I came across a new website I saw on my friend's facebook page. The website is called passionatehomemaking. Lindsay Edmonds is the creator. Lindsay shares many, many different insights into her journey as a homemaker. I was so excited to find this website because so much of it is my heart's cry as well. I'm pretty sure it came as a result of my heartfelt cries to God for help in this area. Here's my story:
Over the last two years I have changed the eating habits in our home. I really felt that God laid it on my heart to take better care of my body. I read a book called,
The Seven Pillars of Health by Dr. Don Colbert. I really enjoyed the book, although it was a lot of information to swallow. Dr. Colbert warns in his book not to get overwhelmed and to take things slow. I should have listened to his advice, but it was a library book so I had to read it quickly. I even checked it out 2 or 3 times! At first, I was very excited about my new found knowledge. I attacked my kitchen and threw out all things high-fructose corn syrup, hydrogenated, and bleached!!! I was on a roll, but slowly, I became a little confused and overwhelmed. There's so much to know about living a natural lifestyle.
One day I was walking down the grocery aisle and I felt like crying as so many different emotions were inside of me. I wanted so badly to give my family the best care and nutrition possible, but we were limited by finances, resources, and my lack of knowledge. I felt so helpless. I couldn't ignore the knowledge I had gained. Learning all the harmful things that we put in our bodies day to day could never be erased; however, I didn't know what to do with it. I didn't know what to do when we ate with other people who did not share our new lifestyle. At first, I thought , well, we won't make it a big deal around other people. But what if we were eating with other people a couple times a week, then what? It would totally get us off track and it seemed pointless to continue to eat healthy only some of the time. Also, it was so time consuming! I had to learn to plan ahead, stay on budget, and research ingredients. I felt stressed out as I was already working 30 hours at another job with almost an hour commute on the way home. I barely made it home to cook dinner. Some days I would have to decide whether to clean the house or make a healthy meal. I found myself frustrated that I ever found out about toxic foods. I couldn't bare to give my family freezer food or packaged dinners. I was getting little colds and infections often due to stress. I thought to myself how stress was just as harmful or maybe even more so than unhealthy foods. I needed help.

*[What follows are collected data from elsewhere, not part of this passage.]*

PR #278, opened 2020-11-17
Update to using latest python wheels

alex-luxonis:
... after merging https://github.com/luxonis/depthai-python/pull/56

Production support: 
 - USB info (speed, SN)
 - connected cams info
 - write EEPROM at runtime
 - fix crash with calib data zero


szabi-luxonis (approved):
LGTM

PR #281, opened 2020-12-07
Use --user flag for system-wide installation

VanDavv:
This PR adds the `--user` flag to install commands if the installation is system-wide (not from virtualenv)

Since the virtualenv itself does not allow the `--user` flag, failing with error

```
ERROR: Can not perform a '--user' install. User site-packages are not visible in this virtualenv.
```
an additional check is added to determine if the interpreter used by the user is from virtualenv or not

Tested on Linux (both system-wide and virtualenv) and Mac (both system-wide and virtualenv)

### DIFF
--- a/install_requirements.py
+++ b/install_requirements.py
@@ -3,7 +3,14 @@
 import subprocess
 import sys
 
-subprocess.check_call([sys.executable, "-m", "pip", "install", "pip", "-U"])
+# https://stackoverflow.com/a/58026969/5494277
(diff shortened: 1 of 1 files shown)


Luxonis-Brandon (approved):
Tested this on a brand new install of MacOS.  Commands used after install of MacOS

```
/bin/bash -c "$(curl -fsSL https://raw.githubusercontent.com/Homebrew/install/master/install.sh)"
git clone https://github.com/luxonis/depthai.git
git checkout install_requirements_user
python3 install_requirements.py
```
This succeeded.  

So I think this is good to go.

PR #287, opened 2020-12-18
Increase RGB/Mono manual exposure max limit

alex-luxonis:
It was previously limited to about 33ms from device side.
To set larger exposures, the FPS need to be reduced accordingly (depthai_demo.py options `-rgbf` / `-monof`), for example 5 fps for max 200ms exposure.

Use `S` key to toggle between the cameras (`rgb` or `mono`) where the exposure control is applied. And change with:
```
            # Control:      key[dec/inc]  min..max
            # exposure time:     i   o    1..(1000*1000/fps) [us]
            # sensitivity iso:   k   l    100..1600
```
For mono cameras, a flicker artifact could appear in the frame following a change in the exposure/iso value. This needs to be debugged.

For mono cameras, currently the max exposure that can be applied:
- 0.596s at  640x400
- 1.252s at 1280x720 or 1280x800 - however with the fps set below 1.0 there's a risk the watchdog could kick in and do a reset. Workaround: add `meta_d2h` to the list of streams, for example: `-s left right meta_d2h -monof 0.5`. Also if the FPS is set to lower than the camera can output, it will be capped accordingly, for example `0.5` here results in an actual `0.79`

### DIFF
--- a/depthai_demo.py
+++ b/depthai_demo.py
@@ -138,6 +138,9 @@ class DepthAI:
             return
 
         def keypress_handler(self, key, stream_names):
+            cams = ['rgb', 'mono']
+            self.cam_idx = getattr(self, 'cam_idx', 0)  # default: 'rgb'
+            cam = cams[self.cam_idx]
             cam_c = depthai.CameraControl.CamId.RGB
             cam_l = depthai.CameraControl.CamId.LEFT
             cam_r = depthai.CameraControl.CamId.RIGHT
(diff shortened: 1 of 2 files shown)


Luxonis-Brandon (approved):
image
Tested this briefly with as dark as I could make my office (all lights off, no external lighting other than my computer monitor) and it seems to work quite well.

szabi-luxonis (approved):
LGTM

alex-luxonis:
Source code changes (just FW commit update): 
https://github.com/luxonis/depthai-python/pull/73
https://github.com/luxonis/depthai-core/pull/31

PR #296, opened 2021-01-05
added orientation check in calibration

saching13:
## Camera orientation check in calibration
- Checks if the `swap_left_and_right_cameras` is set appropriately so that left and right cameras are not interchanged.
- This scenario is most common when using the Modular camera which can be overcome by checking the distance of the pixels between two points on two images of the calibration checkerboard. 
- Product description [here](https://docs.luxonis.com/en/latest/pages/products/#bw1098ffc)


calibrate.py
```diff
@@ -340,6 +379,12 @@ def capture_images(self):
                     frame_list.append(small_frame)
 
                     if captured_left and captured_right:
+                        print("Images captured-->")
```
szabi-luxonis, line 382: These could be on the same line: `print("Images captured-->"+str(self.images_captured))`

szabi-luxonis (changes requested):
Other than minor observation LGTM

calibrate.py
```diff
@@ -265,6 +283,25 @@ def show(position, text):
...
+
+        show((60, int(height / 2 - 40)), "Calibration failed, Left and ")
+        show((60, int(height /2)), "right camera are swapped!")
+        show((60, int(height / 2 + 40)), "Fix \"swap_left_and_right_cameras\"")
+        show((60, int(height / 2 + 80)), "and start again")
+
+        # cv2.imshow("left", info_frame)
+        # cv2.imshow("right", info_frame)
+        cv2.imshow("left + right",info_frame)
+        cv2.waitKey(5000)
```
VanDavv, line 303: Maybe it would be better to use `cv2.waitKey(0)` that will just wait for a keypress without a time limit

calibrate.py
```diff
@@ -340,6 +379,12 @@ def capture_images(self):
                     frame_list.append(small_frame)
 
                     if captured_left and captured_right:
+                        print("Images captured-->")
+                        print(self.images_captured)
+                        if self.images_captured == 0:
+                            is_orientation_correct = test_camera_orientation(captured_left_frame, captured_right_frame)
```
VanDavv, line 385: can be simplified:
```
if not self.images_captured and not test_camera_orientation(...):
    self.show_failed_orientation()
```

VanDavv (changes requested):
Some suggestions, nothing serious though, LGTM

calibrate.py
VanDavv: even `print(f"Images captured --> {self.images_captured}")`

saching13: got it

saching13:
Modified the requested changed. Thanks for the suggestions.

szabi-luxonis (approved):
LGTM

PR #665, opened 2022-03-21
Add temperature shutdown

VanDavv:
This PR adds a temperature shutdown mechanism that raises Overheat error if the device gets over 105* celsius

### DIFF
--- a/depthai_demo.py
+++ b/depthai_demo.py
@@ -374,7 +374,11 @@ class Demo:
         if msg.level == dai.LogLevel.CRITICAL:
             print(f"[CRITICAL] [{msg.time.get()}] {msg.payload}", file=sys.stderr)
             sys.stderr.flush()
-            self.error = OverheatError(msg.payload)
+            temperature = self._device.getChipTemperature()
+            if temperature.average > 100:
+                self.error = OverheatError(msg.payload)
+            else:
+                self.error = RuntimeError(msg.payload)
 
     timer = time.monotonic()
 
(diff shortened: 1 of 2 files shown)


depthai_demo.py
```diff
@@ -374,7 +374,11 @@ def _logMonitorCallback(self, msg: dai.LogMessage):
         if msg.level == dai.LogLevel.CRITICAL:
             print(f"[CRITICAL] [{msg.time.get()}] {msg.payload}", file=sys.stderr)
             sys.stderr.flush()
-            self.error = OverheatError(msg.payload)
+            temperature = self._device.getChipTemperature()
+            if temperature.average > 100:
```
themarpe, line 378: Modify to any temp reading > 105.0C

themarpe:
I assume you've raised the OverheatError specifically so that Sentry will pick it up as is, correct?

VanDavv:
Yes, also custom exception can be caught by users who extend the demo further (not to raise a regular RuntimeError when we can distinguish this error)

depthai_demo.py
```diff
@@ -360,6 +367,19 @@ def stop(self, *args, **kwargs):
...
 
+    def canRun(self):
+        return hasattr(self, "_device") and not self._device.isClosed()
+
+    def _logMonitorCallback(self, msg: dai.LogMessage):
+        if msg.level == dai.LogLevel.CRITICAL:
+            print(f"[CRITICAL] [{msg.time.get()}] {msg.payload}", file=sys.stderr)
+            sys.stderr.flush()
+            temperature = self._device.getChipTemperature()
+            if temperature.average > 105:
```
themarpe, line 378: Check if any temperatures is higher than 105C, otherwise it might trigger too late

themarpe (changes requested):

themarpe (approved):

PR #670, opened 2022-03-24
Added launcher fix for multiple tags on same commit

themarpe:
Fixes: https://discord.com/channels/790680891252932659/924798902627074109/956181560892194826


VanDavv (approved):
LGTM, thanks! The issue itself is surprising, as there is a possibility we could've continued along without even noticing it.

PR #673, opened 2022-03-28
Added timer for capture. 

saching13:
Default timer after space is pressed is 5 seconds. Which can be changed using the argument `-cd <number of seconds>`

Ex: `python3 calibrate.py -s 3 -brd bw1098obc -db -cd 2`

### DIFF
--- a/calibrate.py
+++ b/calibrate.py
@@ -122,6 +122,7 @@ class Main:
     images_captured = 0
 
     def __init__(self):
+        global debug
         self.args = parse_args()
         debug = self.args.debug
         self.aruco_dictionary = cv2.aruco.Dictionary_get(
--- a/calibrate.py
+++ b/calibrate.py
@@ -97,6 +97,7 @@ def parse_args():
                         required=False, help="Set capture FPS for all cameras. Default: %(default)s")
     parser.add_argument("-cd", "--captureDelay", default=5, type=int,
                         required=False, help="Choose how much delay to add between pressing the key and capturing the image. Default: %(default)s")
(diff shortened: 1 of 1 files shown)


saching13:
cc: @alex-luxonis  @daxoft  @Erol444 on testing

calibrate.py
```diff
@@ -92,9 +93,11 @@ def parse_args():
                         required=False, help="Choose between perspective and Fisheye")
     parser.add_argument("-rlp", "--rgbLensPosition", default=135, type=int,
                         required=False, help="Set the manual lens position of the camera for calibration")
-    parser.add_argument("-fps", "--fps", default=30, type=int,
+    parser.add_argument("-fps", "--fps", default=10, type=int,
                         required=False, help="Set capture FPS for all cameras. Default: %(default)s")
-    
+    parser.add_argument("-cd", "--captureDelay", default=5, type=int,
```
szabi-luxonis, line 98: Should we keep the default behaviour, thus setting this to 0? Or the intention is to default to 5 from now on?
Also defaulting to 10 fps is meant to be all cases from now on? I think it's possible that some new sensors will not support FPS changing out of the box (OAK-D lite when got mainlined), so it might cause issues if we rely on exact fps set.

Otherwise rest of the changes LGTM

saching13: > the intention is to default to 5 from now on?

Yes.  The reason being to be able to ahve time to hold the board properly. 

> I think it's possible that some new sensors will not support FPS changing out of the box

For that we will ahve a FPS setting override  like OAK-D-Lite was. 
And this is temporary. Daniel worked on a UI one which is pending now.

szabi-luxonis (approved):

PR #678, opened 2022-04-04
Added choice for video type when encoding

ZigiMigi:
Added a choice for the user to pick which file type should the encoder record to (.h264, .h265, .mjpeg and .mcap)

### DIFF
--- a/depthai_sdk/src/depthai_sdk/managers/encoding_manager.py
+++ b/depthai_sdk/src/depthai_sdk/managers/encoding_manager.py
@@ -13,9 +13,9 @@ class EncodingManager:
     _encodingQueues = {}
     _encodingNodes = {}
     _encodingFiles = {}
-    _sufix = ""
+    _mcap = {}
 
-    def __init__(self, sufix, encodeConfig: dict, encodeOutput=None):
+    def __init__(self, encodeConfig: dict, encodeOutput=None):
         """
         Args:
             encodeConfig (dict): Encoding config consisting of keys as preview names and values being the encoding FPS
@@ -23,7 +23,6 @@ class EncodingManager:
         """
         self.encodeConfig = encodeConfig
         self.encodeOutput = Path(encodeOutput) or Path(__file__).parent
-        self._sufix = sufix
 
     def createEncoders(self, pm):
         """
@@ -34,8 +33,8 @@ class EncodingManager:
         """
 
         self._encodingNodes.clear()
-        for cameraName, encFps in self.encodeConfig.items():
-            pm.createEncoder(cameraName, encFps)
+        for cameraName, encFpsSufix in self.encodeConfig.items():
+            pm.createEncoder(cameraName, encFpsSufix[0])
             self._encodingNodes[cameraName] = getattr(pm.nodes, cameraName + "Enc")
 
     def createDefaultQueues(self, device):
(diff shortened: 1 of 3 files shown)


depthai_sdk/src/depthai_sdk/managers/pipeline_manager.py
```diff
@@ -536,6 +536,15 @@ def createEncoder(self, cameraName, encFps=30, encQuality=100):
                 raise RuntimeError("Right mono camera not initialized. Call createRightCam(res, fps) first!")
             encIn = self.nodes.monoRight.out
 
+        # set preferred profile for camera if set
+        if preferredProfile:
+            if preferredProfile == ".h264":
```
VanDavv, line 541: preferredProfile should be already an instance of `dai.VideoEncoderProperties.Profile`. A correct parsing for CLI args (that are specific for demo) should be added to `ConfigManager` (which is not part of the SDK)

depthai_sdk/src/depthai_sdk/managers/encoding_manager.py
```diff
@@ -48,16 +50,24 @@ def createDefaultQueues(self, device):
...
 
     def parseQueues(self):
         """
         Parse the output queues, consuming the available data packets in it and storing them inside opened stream files
         """
         for name, queue in self._encodingQueues.items():
             while queue.has():
-                queue.get().getData().tofile(self._encodingFiles[name])
+                if self.encodeConfig[name][1] == ".mcap":
+                    self._mcap[name].imageSave(queue.get().getData(), name)
```
VanDavv, line 67: this should be a `value` of `EncodingTypes` enum (which is a class currently). 
It should behave the same as `Previews` enum - where we use `Preview.color.name` to get a stream name and `Preview.color.value(packet, <other_args>)` to get an actual frame.

Same should apply here, each encoding type will have it's own method for handling received packet and save it to the disk

depthai_sdk/src/depthai_sdk/managers/encoding_manager.py
```diff
@@ -79,8 +89,13 @@ def printManual():
         for queue in self._encodingQueues.values():
             queue.close()
 
+        for name, file in self._mcap.items():
```
VanDavv, line 92: DepthAiMcap class should have a `close` method that will allow to close everything - then, it could be used inside `self._encodingFiles` parameter and closed the same way

depthai_sdk/src/depthai_sdk/managers/encoding_manager.py
```diff
@@ -48,16 +50,24 @@ def createDefaultQueues(self, device):
 
         for cameraName, node in self._encodingNodes.items():
             self._encodingQueues[cameraName] = device.getOutputQueue(cameraName + "EncXout", maxSize=30, blocking=True)
-            suffix = ".h265" if node.getProfile() == dai.VideoEncoderProperties.Profile.H265_MAIN else ".h264"
-            self._encodingFiles[cameraName] = (self.encodeOutput / cameraName).with_suffix(suffix).open('wb')
+            # suffix = ".h265" if node.getProfile() == dai.VideoEncoderProperties.Profile.H265_MAIN else ".h264"
+            if self.encodeConfig[cameraName][1] == ".mcap":
```
VanDavv, line 54: Please use EncodingType enum for comparison

depthai_sdk/src/depthai_sdk/managers/encoding_manager.py
```diff
@@ -48,16 +50,24 @@ def createDefaultQueues(self, device):
...
+                self._mcap[cameraName] = DepthAiMcap(cameraName)
```
VanDavv, line 55: DepthAiMcap should call `imageInit` during initialization as it requires the same parameters. After adding `close` method to it, you'll be able to use `_encodingFiles` to store an object of this class

VanDavv (changes requested):

PR #682, opened 2022-04-14
Made some tests for sdk (to be run after every release, to check if everything works)

ZigiMigi:
Made tests for classes in SDK. Tests are meant to be run after every release, to find potential errors with arguments, functions, etc.
These are not all the tests, some more must be added.


ZigiMigi:
Here is a quick "intro"
These tests were made for testing DepthAi SDK, when a new version is released (some arguments might not work together, or some might have gotten removed, etc.) -> these tests will test most functions (some can not be tested...) with different arguments.
Currently made tests:
- blob manager,
- pipeline manager (main functions),
- encoding manager,
- nnet manager (test program that uses all the main functions),
- preview manager (test program that uses all the main functions),
- utils.
All other "managers" like FPS and Preview will have to be tested manually (most managers use them, so that can also be a good indicator if they work properly).
A lot of managers also change something on the frames, which can not be tested automatically ...

ZigiMigi:
ALSO, some error's were found while testing:

Pipeline manager:
- when using createLeftCam and createRightCam, the "xout" attribute has no effect (it creates a node anyway),

Encoding manager:
- in init "Path" is not needed, yet when the attribute is not given, we get an error,
- init does not check if Path is valid

Blob manager:
- when using init, giving a false path or name (zoo name, config path, zooDir, etc.) the manager prompts no error

Preview manager:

My problem wasn't our finances, it wasn't the knowledge or lack thereof, it wasn't resources. My problem was trying to do things all on my own. I began to cry out to God, finally (duh). I really felt that my place was not out in the workforce, but at home taking care of my family and my home. I know this is what God has for me. Financially it doesn' make sense right now, but I trust God. I can breathe now and I know the Holy Spirit will help me to be the wife and mother I was created to be. The Holy Spirit is here on Earth to guide us and comfort us, and I am learning to ask Him everything from what stores to shop at and what products to buy. I can't find everything out at once, but I can learn a little at a time. There will be compromises here and there-especially while I'm still learning. One day I will be the woman I was created to be, but it will take a lifetime of figuring it out.